Looking on my receiver at the SD only channels, they are still shown as coming from 110. (Perhaps 110 is taking priority, even though it's on both birds?) But with them on 61.5 now, even though it's not official yet, I guess that means I could go ahead and move now to a pure EA setup with a 1000.4? (I have all MPEG4 equipment.)

But that still doesn't change the fact that there are DMAs with their locals on 61.5, which are still officially part of the Western Arc according to the DMA lookup tool which still says "Western Arc DMA, You may use both MPEG2 and MPEG 4 Equipment. Buffalo NY"


----------



## bosox (Feb 3, 2008)

I am scheduled to have the EA changeover tomorrow. The interesting thing is that the CSR told me that this changeover is for customer with HD receivers only and that even though I had a mix of legacy and HD receivers, that they "would make an exception" for me.

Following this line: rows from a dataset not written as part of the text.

PR #1264, opened 2026-03-19
feat(azure): Add Azure Ignition fragment generation

peytonr18:
## Summary

This PR adds a `render-ignition` CLI subcommand to Afterburn that generates Ignition config fragment files from Azure IMDS and OVF metadata. These fragments are written to `/etc/ignition/base.platform.d/azure/` during initrd, allowing Ignition to natively merge platform-provided user data (hostname, SSH keys, password) without requiring a custom Ignition config.

### New `render-ignition` subcommand
- Added `src/cli/render_ignition.rs` with clap-derived argument parsing.
- Accepts `--provider`/`--cmdline`, `--render-ignition-dir`, and per-feature flags (`--hostname`, `--platform-user`, `--platform-extensions`).
- Currently gated to Azure only; other providers bail with an informative error.

### Azure fragment generation (`src/providers/microsoft/azure/config.rs`)
- `generate_hostname_fragment()`: fetches hostname via `MetadataProvider::hostname()`, writes `hostname.ign` with a `storage.files` entry for `/etc/hostname` using a `data:,<hostname>` URI.
- `generate_user_fragment()`: fetches admin username and SSH keys from IMDS via `MetadataProvider`, optionally reads `adminPassword` from OVF (`ovf-env.xml` on CD-ROM), hashes it with SHA-512, and writes `user.ign` with a `passwd.users` entry.

### OVF / IMDS source rules
- Username and SSH keys are sourced from IMDS.
- `adminPassword` is the only field read from OVF. If present and non-empty, it is SHA-512 hashed and included as `passwordHash` in the Ignition user fragment. If absent or empty, it is omitted.

### Systemd / Dracut integration
- New `afterburn-ignition-fragment.service` unit (dracut module) runs during initrd.
- Conditioned on `ignition.platform.id=azure`.
- Runs after `network-online.target`, before `ignition-kargs.service`.
- Creates the output directory and invokes `afterburn render-ignition --cmdline --render-ignition-dir /etc/ignition/base.platform.d/azure/ --platform-extensions`.

## CLI usage

```
afterburn render-ignition --cmdline --render-ignition-dir <path> --hostname --platform-user
afterburn render-ignition --cmdline --render-ignition-dir <path> --platform-extensions
```

| Flag | Effect |
|------|--------|
| `--hostname` | Generate `hostname.ign` (`storage.files` entry for `/etc/hostname`) |
| `--platform-user` | Generate `user.ign` (`passwd.users` entry with username + SSH keys + optional password hash) |
| `--platform-extensions` | Implies `--hostname --platform-user` |

Each feature writes its own standalone fragment file. Missing data (e.g., no hostname available) logs a warning and skips, matching existing Afterburn behavior.

### Existing functionality is untouched
The `multi` subcommand's `--hostname=<path>` direct-file-write path is unchanged. The `afterburn-hostname.service` (including its Azure/AzureStack conditions) is not modified.

**The CLI design is up for discussion — would love feedback on the flag names, subcommand structure, and overall approach.**

## Summary by CodeRabbit

* **New Features**
  * Added Azure support for generating Ignition configuration fragments via the new `render-ignition` command (with options to disable hostname and/or user fragments).
  * Added first-boot integration to automatically generate Azure fragments during Ignition startup.
  * Enhanced Azure metadata handling, including admin username and admin password hashing from provisioning configuration.

* **Bug Fixes**
  * Improved Azure SSH key parsing and hostname truncation/omission behavior.
  * Fragment writing is now safer and atomic, with correct file permissions based on whether a password hash is present.

### DIFF
--- a/Cargo.lock
+++ b/Cargo.lock
@@ -32,6 +32,7 @@ dependencies = [
  "cfg-if",
  "clap",
  "ipnetwork",
+ "libc",
  "libflate",
  "libsystemd",
  "mailparse",
@@ -40,6 +41,7 @@ dependencies = [
  "nix 0.30.1",
  "openssh-keys",
  "openssl",
+ "percent-encoding",
  "pnet_base",
  "pnet_datalink",
  "reqwest",
@@ -54,6 +56,7 @@ dependencies = [
  "tempfile",
  "uzers",
  "vmw_backdoor",
+ "xml-rs",
  "zbus",
 ]
 
--- a/Cargo.lock
+++ b/Cargo.lock
@@ -17,6 +17,7 @@ dependencies = [
  "cfg-if",
  "clap",
  "ipnetwork 0.21.1",
+ "libc",
  "libflate",
  "libsystemd",
  "mailparse",
@@ -25,6 +26,7 @@ dependencies = [
  "nix 0.31.3",
  "openssh-keys",
  "openssl",
+ "percent-encoding",
  "pnet_base",
  "pnet_datalink",
  "reqwest",
@@ -39,6 +41,7 @@ dependencies = [
  "tempfile",
  "uzers",
  "vmw_backdoor",
+ "xml-rs",
  "zbus",
 ]
 
@@ -3108,6 +3111,12 @@ name = "xml"
 version = "1.3.0"
 source = "registry+https://github.com/rust-lang/crates.io-index"
 checksum = "636f85e5ca6488e96401b61eb7de54f4e44755c988af0f52cf90230c312a1a89"
+
+[[package]]
+name = "xml-rs"
+version = "0.8.28"
+source = "registry+https://github.com/rust-lang/crates.io-index"
+checksum = "3ae8337f8a065cfc972643663ea4279e04e7256de865aa66fe25cec5fb912d3f"
 
 [[package]]
 name = "yoke"
--- a/Cargo.toml
+++ b/Cargo.toml
@@ -39,6 +39,7 @@ base64 = "0.22"
 cfg-if = "1.0"
 clap = { version = "4", "default-features" = false, "features" = ["std", "cargo", "derive", "error-context", "help", "suggestions", "usage", "wrap_help"] }
 ipnetwork = ">= 0.17, < 0.22"
+libc = "0.2"
 libflate = "2.1"
 libsystemd = ">= 0.2.1, < 0.8.0"
 mailparse = ">= 0.13, < 0.17"
@@ -46,6 +47,7 @@ maplit = "1.0"
 nix = { version = ">= 0.19, < 0.31", "default-features" = false, "features" = [ "mount", "user"] }
 openssh-keys = ">= 0.5, < 0.7"
 openssl = ">= 0.10.46, < 0.11"
+percent-encoding = "2.3.2"
 pnet_base = ">= 0.26, < 0.36"
 pnet_datalink = ">= 0.26, < 0.36"
 reqwest = { version = ">= 0.10, < 0.13", features = [ "blocking" ] }
@@ -54,6 +56,7 @@ serde-xml-rs = ">= 0.4, < 0.9"
 serde_json = "1.0"
 serde_yaml = ">= 0.8, < 0.10"
 slog = { version = "2.7", features = ["max_level_trace", "release_max_level_info"] }
+xml-rs = "0.8"
 slog-async = ">= 2.5, < 3"
 slog-scope = "4.3"
 slog-term = ">= 2.6, < 3"
--- a/Cargo.toml
+++ b/Cargo.toml
@@ -40,6 +40,7 @@ base64 = "0.22"
 cfg-if = "1.0"
 clap = { version = "4", "default-features" = false, "features" = ["std", "cargo", "derive", "error-context", "help", "suggestions", "usage", "wrap_help"] }
 ipnetwork = ">= 0.17, < 0.22"
+libc = "0.2"
 libflate = "<2.4"
 libsystemd = ">= 0.2.1, < 0.8.0"
 mailparse = ">= 0.13, < 0.17"
@@ -47,6 +48,7 @@ maplit = "1.0"
 nix = { version = ">= 0.19, < 0.32", "default-features" = false, "features" = [ "mount", "user"] }
 openssh-keys = ">= 0.5, < 0.7"
 openssl = ">= 0.10.46, < 0.11"
+percent-encoding = "2.3.2"
 pnet_base = ">= 0.26, < 0.36"
 pnet_datalink = ">= 0.26, < 0.36"
 reqwest = { version = ">= 0.10, < 0.14", features = [ "blocking" ] }
@@ -61,6 +63,7 @@ slog-term = ">= 2.6, < 3"
 tempfile = ">= 3.2, < 4"
 uzers = "0.12"
 vmw_backdoor = "0.2"
+xml-rs = "0.8"
 zbus = ">= 2.3, < 6"
 
 [dev-dependencies]
--- a/dracut/30afterburn/afterburn-ignition-fragment.service
+++ b/dracut/30afterburn/afterburn-ignition-fragment.service
@@ -1,0 +1,26 @@
+[Unit]
+Description=Afterburn Ignition Config Fragment Generator
+Documentation=https://coreos.github.io/afterburn/
+
+# Only run on platforms that support ignition fragment generation.
+ConditionKernelCommandLine=|ignition.platform.id=azure
+
+# Run after networking is available (needed for the Azure IMDS call). Use
+# network.target (not network-online.target) to match ignition-fetch.service
+# and avoid stalling on multi-NIC DHCP; IMDS is link-local and afterburn
+# has its own retry logic.
+#
+# Run between fetch and disks so writes don't race the fetch stage's parse
+# of base.platform.d (Ignition re-reads it every stage; applied at files).
+After=network.target
+After=ignition-fetch.service
+Before=ignition-disks.service
+
+OnFailure=emergency.target
+OnFailureJobMode=isolate
+
+[Service]
+ExecStartPre=/usr/bin/mkdir -p /etc/ignition/base.platform.d/azure
+ExecStart=/usr/bin/afterburn render-ignition --cmdline --render-ignition-dir /etc/ignition/base.platform.d/azure/ --platform-extensions
+Type=oneshot
+RemainAfterExit=yes
--- a/dracut/30afterburn/afterburn-ignition-fragment.service
+++ b/dracut/30afterburn/afterburn-ignition-fragment.service
@@ -1,0 +1,26 @@
+[Unit]
+Description=Afterburn Ignition Config Fragment Generator
+Documentation=https://coreos.github.io/afterburn/
+
+# Only run on platforms that support ignition fragment generation.
+ConditionKernelCommandLine=|ignition.platform.id=azure
+
+# Run after networking is available (needed for the Azure IMDS call). Use
+# network.target (not network-online.target) to match ignition-fetch.service
+# and avoid stalling on multi-NIC DHCP; IMDS is link-local and afterburn
+# has its own retry logic.
+#
+# Run between fetch and disks so writes don't race the fetch stage's parse
+# of base.platform.d (Ignition re-reads it every stage; applied at files).
+After=network.target
+After=ignition-fetch.service
+Before=ignition-disks.service
+
+OnFailure=emergency.target
+OnFailureJobMode=isolate
+
+[Service]
+ExecStartPre=/usr/bin/mkdir -p /etc/ignition/base.platform.d/azure
+ExecStart=/usr/bin/afterburn render-ignition --cmdline --render-ignition-dir /etc/ignition/base.platform.d/azure/
+Type=oneshot
+RemainAfterExit=yes
--- a/dracut/30afterburn/afterburn-ignition-fragment.service
+++ b/dracut/30afterburn/afterburn-ignition-fragment.service
@@ -21,6 +21,6 @@ OnFailureJobMode=isolate
 
 [Service]
 ExecStartPre=/usr/bin/mkdir -p /etc/ignition/base.platform.d/azure
-ExecStart=/usr/bin/afterburn render-ignition --cmdline --render-ignition-dir /etc/ignition/base.platform.d/azure/ --platform-extensions
+ExecStart=/usr/bin/afterburn render-ignition --cmdline --render-ignition-dir /etc/ignition/base.platform.d/azure/
 Type=oneshot
 RemainAfterExit=yes
--- a/dracut/30afterburn/module-setup.sh
+++ b/dracut/30afterburn/module-setup.sh
@@ -23,9 +23,13 @@ install() {
     inst_simple "$moddir/afterburn-network-kargs.service" \
         "$systemdutildir/system/afterburn-network-kargs.service"
 
+    inst_simple "$moddir/afterburn-ignition-fragment.service" \
+        "$systemdutildir/system/afterburn-ignition-fragment.service"
+
     # These services are only run once on first-boot, so they piggyback
     # on Ignition completion target.
     mkdir -p "$initdir/$systemdsystemunitdir/ignition-complete.target.requires"
     ln -s "../afterburn-hostname.service" "$initdir/$systemdsystemunitdir/ignition-complete.target.requires/afterburn-hostname.service"
     ln -s "../afterburn-network-kargs.service" "$initdir/$systemdsystemunitdir/ignition-complete.target.requires/afterburn-network-kargs.service"
+    ln -s "../afterburn-ignition-fragment.service" "$initdir/$systemdsystemunitdir/ignition-complete.target.requires/afterburn-ignition-fragment.service"
 }
--- a/src/cli/render_ignition.rs
+++ b/src/cli/render_ignition.rs
@@ -1,0 +1,78 @@
+//! `render-ignition` CLI sub-command.
+//!
+//! Generates per-feature Ignition config fragment files in an output directory.
+//! Each enabled feature writes its own `.ign` file; Ignition merges them
+//! natively from `base.platform.d/<platform>/` under a system config directory
+//! such as `/etc/ignition`.
+
+use anyhow::{bail, Context, Result};
+use clap::{ArgGroup, Parser};
+
+/// Render Ignition config fragments from cloud provider metadata
+#[derive(Debug, Parser)]
+#[command(group(ArgGroup::new("provider-group").args(["cmdline", "provider"]).required(true)))]
+pub struct CliRenderIgnition {
+    /// The name of the cloud provider
+    #[arg(long, value_name = "name")]
+    provider: Option<String>,
+    /// Read the cloud provider from the kernel cmdline
+    #[arg(long)]
+    cmdline: bool,
+    /// Directory to write Ignition config fragment files into
+    #[arg(long = "render-ignition-dir", value_name = "path")]
+    render_ignition_dir: String,
+    /// Include hostname in a fragment file
+    #[arg(long)]
+    hostname: bool,
+    /// Include platform user and SSH keys in a fragment file
+    #[arg(long)]
+    platform_user: bool,
+    /// Enable all platform extensions (implies --hostname --platform-user)
+    #[arg(long)]
+    platform_extensions: bool,
+}
+
+impl CliRenderIgnition {
+    const SUPPORTED_PROVIDERS: &[&str] = &["azure"];
+
+    pub(crate) fn run(self) -> Result<()> {
+        let provider_id = super::get_provider(self.provider.as_deref())?;
+
+        if !Self::SUPPORTED_PROVIDERS.contains(&provider_id.as_str()) {
+            bail!(
+                "render-ignition is only supported for providers {:?}, got '{}'",
+                Self::SUPPORTED_PROVIDERS,
+                provider_id,
+            );
+        }
+
+        let hostname = self.hostname || self.platform_extensions;
+        let platform_user = self.platform_user || self.platform_extensions;
+
+        if !hostname && !platform_user {
+            slog_scope::warn!("render-ignition: no features specified");
+            return Ok(());
+        }
+
+        let metadata = crate::metadata::fetch_metadata(&provider_id)
+            .context("fetching metadata from provider")?;
+
+        if hostname {
+            crate::providers::microsoft::azure::config::generate_hostname_fragment(
+                metadata.as_ref(),
+                &self.render_ignition_dir,
+            )
+            .context("generating hostname ignition fragment")?;
+        }
+
+        if platform_user {
+            crate::providers::microsoft::azure::config::generate_user_fragment(
+                metadata.as_ref(),
+                &self.render_ignition_dir,
+            )
+            .context("generating platform-user ignition fragment")?;
+        }
+
+        Ok(())
+    }
+}
--- a/src/cli/render_ignition.rs
+++ b/src/cli/render_ignition.rs
@@ -1,24 +1,17 @@
 //! `render-ignition` CLI sub-command.
 //!
-//! Generates per-feature Ignition config fragment files in an output directory.
-//! Each enabled feature writes its own `.ign` file; Ignition merges them
-//! natively from `base.platform.d/<platform>/` under a system config directory
-//! such as `/etc/ignition`.
-//!
-//! The Ignition config fragment types and `write_fragment`/`hostname_data_uri`
-//! helpers are provider-agnostic and live here so other platforms can reuse
-//! them; any provider-specific data (e.g. the admin password) is sourced
-//! through the `MetadataProvider` trait rather than referenced directly.
+//! Fetches metadata from a cloud provider and writes Ignition config fragment
+//! files for the enabled features. The fragment types and their serialization
+//! live in [`crate::ignition`]; this module turns provider metadata into those
+//! fragments and handles argument parsing and dispatch.
 
 use anyhow::{bail, Context, Result};
 use clap::{ArgGroup, Parser};
-use serde::Serialize;
 use slog_scope::{info, warn};
-use std::fs;
-use std::os::unix::fs::PermissionsExt;
 use std::path::Path;
 
-const IGNITION_VERSION: &str = "3.0.0";
+use crate::ignition::IgnitionConfig;
+use crate::providers::MetadataProvider;
 
 /// Render Ignition config fragments from cloud provider metadata
 #[derive(Debug, Parser)]
@@ -80,78 +73,7 @@ impl CliRenderIgnition {
     }
 }
 
-#[derive(Debug, Serialize)]
-pub(crate) struct IgnitionConfig {
-    pub ignition: IgnitionMeta,
-    #[serde(skip_serializing_if = "Option::is_none")]
-    pub storage: Option<Storage>,
-    #[serde(skip_serializing_if = "Option::is_none")]
-    pub passwd: Option<Passwd>,
-}
-
-#[derive(Debug, Serialize)]
-pub(crate) struct IgnitionMeta {
-    pub version: String,
-}
-
-#[derive(Debug, Serialize)]
-pub(crate) struct Storage {
-    pub files: Vec<StorageFile>,
-}
-
-#[derive(Debug, Serialize)]
-pub(crate) struct StorageFile {
-    pub path: String,
-    pub mode: u32,
-    pub overwrite: bool,
-    pub contents: FileContents,
-}
-
-#[derive(Debug, Serialize)]
-pub(crate) struct FileContents {
-    pub source: String,
-}
-
-#[derive(Debug, Serialize)]
-pub(crate) struct Passwd {
-    pub users: Vec<PasswdUser>,
-}
-
-#[derive(Debug, Serialize)]
-#[serde(rename_all = "camelCase")]
-pub(crate) struct PasswdUser {
-    name: String,
-    #[serde(skip_serializing_if = "Option::is_none")]
-    pub ssh_authorized_keys: Option<Vec<String>>,
-    #[serde(skip_serializing_if = "Option::is_none")]
-    pub password_hash: Option<String>,
-}
-
-pub(crate) fn hostname_data_uri(hostname: &str) -> String {
-    let encoded =
-        percent_encoding::utf8_percent_encode(hostname, percent_encoding::NON_ALPHANUMERIC)
-            .to_string();
-    format!("data:,{encoded}")
-}
-
-pub(crate) fn write_fragment(config: &IgnitionConfig, path: &Path) -> Result<()> {
-    if let Some(parent) = path.parent() {
-        fs::create_dir_all(parent)
-            .with_context(|| format!("failed to create directory {}", parent.display()))?;
-    }
-    let json =
-        serde_json::to_string_pretty(config).context("failed to serialize ignition config")?;
-    fs::write(path, json.as_bytes())
-        .with_context(|| format!("failed to write {}", path.display()))?;
-    fs::set_permissions(path, fs::Permissions::from_mode(0o644))
-        .with_context(|| format!("failed to set permissions on {}", path.display()))?;
-    Ok(())
-}
-
-fn generate_hostname_fragment(
-    provider: &dyn crate::providers::MetadataProvider,
-    output_dir: &str,
-) -> Result<()> {
+fn generate_hostname_fragment(provider: &dyn MetadataProvider, output_dir: &str) -> Result<()> {
     let hostname = match provider.hostname()? {
         Some(h) => h,
         None => {
@@ -160,33 +82,13 @@ fn generate_hostname_fragment(
         }
     };
 
-    let config = IgnitionConfig {
-        ignition: IgnitionMeta {
-            version: IGNITION_VERSION.to_string(),
-        },
-        storage: Some(Storage {
-            files: vec![StorageFile {
-                path: "/etc/hostname".into(),
-                mode: 420,
-                overwrite: true,
-                contents: FileContents {
-                    source: hostname_data_uri(&hostname),
-                },
-            }],
-        }),
-        passwd: None,
-    };
-
     let path = Path::new(output_dir).join("hostname.ign");
-    write_fragment(&config, &path)?;
+    IgnitionConfig::hostname_fragment(&hostname).write_to(&path)?;
     info!("wrote hostname ignition fragment"; "path" => path.display().to_string());
     Ok(())
 }
 
-fn generate_user_fragment(
-    provider: &dyn crate::providers::MetadataProvider,
-    output_dir: &str,
-) -> Result<()> {
+fn generate_user_fragment(provider: &dyn MetadataProvider, output_dir: &str) -> Result<()> {
     let username = provider
         .admin_username()
         .context("failed to query admin username from provider")?;
@@ -209,26 +111,8 @@ fn generate_user_fragment(
         .admin_password_hash()
         .context("failed to query admin password hash from provider")?;
 
-    let config = IgnitionConfig {
-        ignition: IgnitionMeta {
-            version: IGNITION_VERSION.to_string(),
-        },
-        storage: None,
-        passwd: Some(Passwd {
-            users: vec![PasswdUser {
-                name: username,
-                ssh_authorized_keys: if ssh_keys.is_empty() {
-                    None
-                } else {
-                    Some(ssh_keys)
-                },
-                password_hash,
-            }],
-        }),
-    };
-
     let path = Path::new(output_dir).join("user.ign");
-    write_fragment(&config, &path)?;
+    IgnitionConfig::user_fragment(username, ssh_keys, password_hash).write_to(&path)?;
     info!("wrote platform-user ignition fragment"; "path" => path.display().to_string());
     Ok(())
 }
@@ -237,6 +121,7 @@ fn generate_user_fragment(
 mod tests {
     use super::*;
     use openssh_keys::PublicKey;
+    use std::fs;
 
     /// Minimal generic provider used to exercise the fragment generators
     /// without any platform-specific plumbing.
@@ -247,7 +132,7 @@ mod tests {
         admin_password_hash: Option<String>,
     }
 
-    impl crate::providers::MetadataProvider for FakeProvider {
+    impl MetadataProvider for FakeProvider {
         fn hostname(&self) -> Result<Option<String>> {
             Ok(self.hostname.clone())
         }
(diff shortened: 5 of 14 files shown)


prestist:
@peytonr18, I have started looking into the changes, I will add my feedback in the next day or so.

src/cli/render_ignition.rs
```diff
@@ -0,0 +1,69 @@
...
+use anyhow::{Context, Result};
+use clap::{ArgGroup, Parser};
+
+/// Render Ignition config fragments from cloud provider metadata
+#[derive(Debug, Parser)]
+#[command(group(ArgGroup::new("provider-group").args(["cmdline", "provider"]).required(true)))]
+pub struct CliRenderIgnition {
+    /// The name of the cloud provider
+    #[arg(long, value_name = "name")]
+    provider: Option<String>,
```
prestist, line 18: So we are accepting any provider here it might make sense to limit it to azure only as that is the only intended support platform?

src/providers/microsoft/azure/config.rs
```diff
@@ -0,0 +1,480 @@
...
+
+    let path = Path::new(output_dir).join("hostname.ign");
+    write_fragment(&config, &path)?;
+    info!("wrote hostname ignition fragment"; "path" => path.display().to_string());
+    Ok(())
+}
+
+pub(crate) fn generate_user_fragment(
+    provider_id: &str,
+    _provider: &dyn crate::providers::MetadataProvider,
```
prestist: Its odd that we have the _provider but are not actually using it in this function.

Rather than creating a new IMDS client maybe we should create it in the provider and call through the _provider here.

src/providers/microsoft/azure/config.rs
```diff
@@ -0,0 +1,480 @@
...
+    linux_prov_conf_set: LinuxProvisioningConfigurationSet,
+}
+
+#[derive(Debug, Deserialize)]
+struct LinuxProvisioningConfigurationSet {
+    #[serde(rename = "AdminPassword", alias = "adminPassword", default)]
+    admin_password: String,
+}
+
+fn imds_client() -> Result<retry::Client> {
```
prestist: Hmm, maybe we should configure the client to be in the mod.rs https://github.com/coreos/afterburn/blob/main/src/providers/microsoft/azure/mod.rs#L117

src/providers/microsoft/azure/config.rs
```diff
@@ -0,0 +1,480 @@
...
+use slog_scope::{info, warn};
+use std::fs;
+use std::os::unix::fs::PermissionsExt;
+use std::path::Path;
+
+use crate::retry;
+use crate::util;
+
+const IGNITION_VERSION: &str = "3.0.0";
+const IMDS_ENDPOINT: &str = "http://169.254.169.254";
```
prestist: Hmm, just noting this is duplicate to the providers/microsoft/azure/mod.rs file.

prestist (commented):
Overall this looks good! just a few concerns around the CLI design and how the IMDS client is built.

dracut/30afterburn/module-setup.sh
```diff
@@ -23,9 +23,13 @@ install() {
...
 
+    inst_simple "$moddir/afterburn-ignition-fragment.service" \
+        "$systemdutildir/system/afterburn-ignition-fragment.service"
+
     # These services are only run once on first-boot, so they piggyback
     # on Ignition completion target.
     mkdir -p "$initdir/$systemdsystemunitdir/ignition-complete.target.requires"
     ln -s "../afterburn-hostname.service" "$initdir/$systemdsystemunitdir/ignition-complete.target.requires/afterburn-hostname.service"
     ln -s "../afterburn-network-kargs.service" "$initdir/$systemdsystemunitdir/ignition-complete.target.requires/afterburn-network-kargs.service"
+    ln -s "../afterburn-ignition-fragment.service" "$initdir/$systemdsystemunitdir/ignition-complete.target.requires/afterburn-ignition-fragment.service"
```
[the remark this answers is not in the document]
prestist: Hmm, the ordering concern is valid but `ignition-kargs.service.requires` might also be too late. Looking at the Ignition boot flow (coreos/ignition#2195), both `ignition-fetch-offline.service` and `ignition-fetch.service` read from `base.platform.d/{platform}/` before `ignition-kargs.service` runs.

Any thoughts as to what I can expect?!?!


----------



## coldsteel (Mar 29, 2007)

bosox said:


> I am scheduled to have the EA changeover tomorrow. The interesting thing is that the CSR told me that this changeover is for customer with HD receivers only and that even though I had a mix of legacy and HD receivers, that they "would make an exception" for me.
> 
> Any thoughts as to what I can expect?!?!


Your legacy equipment will be getting replaced.


----------



## sixbears (Jan 19, 2005)

ShapeShifter said:


> But with them on 61.5 now, even though it's not official yet, I guess that means I could go ahead and move now to a pure EA setup with a 1000.4? (I have all MPEG4 equipment.)
> QUOTE]
> 
> I am in the Buffalo DMA and I had them change me to EA last week. I went from 3 dishes to 1.


----------



## bill-e (Apr 14, 2006)

I experience signal loss from rain and snow much, much more often then when I had 110,119,61.5. For 5 years my signal was rock solid. Now with the EA I experience rain loss often (61.5=29, 72=35 and 77=50 signal strength which installer said was good for my area) and because of the larger more upward pointing dish 1000, snow clings like crazy to it. I'm going to have to do something about that before next winter.

If it wasn't for the fact that I wanted some of the new HD channels, I'd prefer to go back to my old setup (which is still installed).


----------



## kalone (May 6, 2010)

I have had E* since April. The dish store told me that the only way they could install WA was if EA was blocked by trees etc. He said that if they had to put me on the WA, they would have to send an email and get permission and that would take a few days. Here they only offer EA to most customers.


----------



## greatwhitenorth (Jul 18, 2005)

bill-e said:


> I experience signal loss from rain and snow much, much more often then when I had 110,119,61.5. For 5 years my signal was rock solid. Now with the EA I experience rain loss often (61.5=29, 72=35 and 77=50 signal strength which installer said was good for my area) and because of the larger more upward pointing dish 1000, snow clings like crazy to it. I'm going to have to do something about that before next winter.
> 
> If it wasn't for the fact that I wanted some of the new HD channels, I'd prefer to go back to my old setup (which is still installed).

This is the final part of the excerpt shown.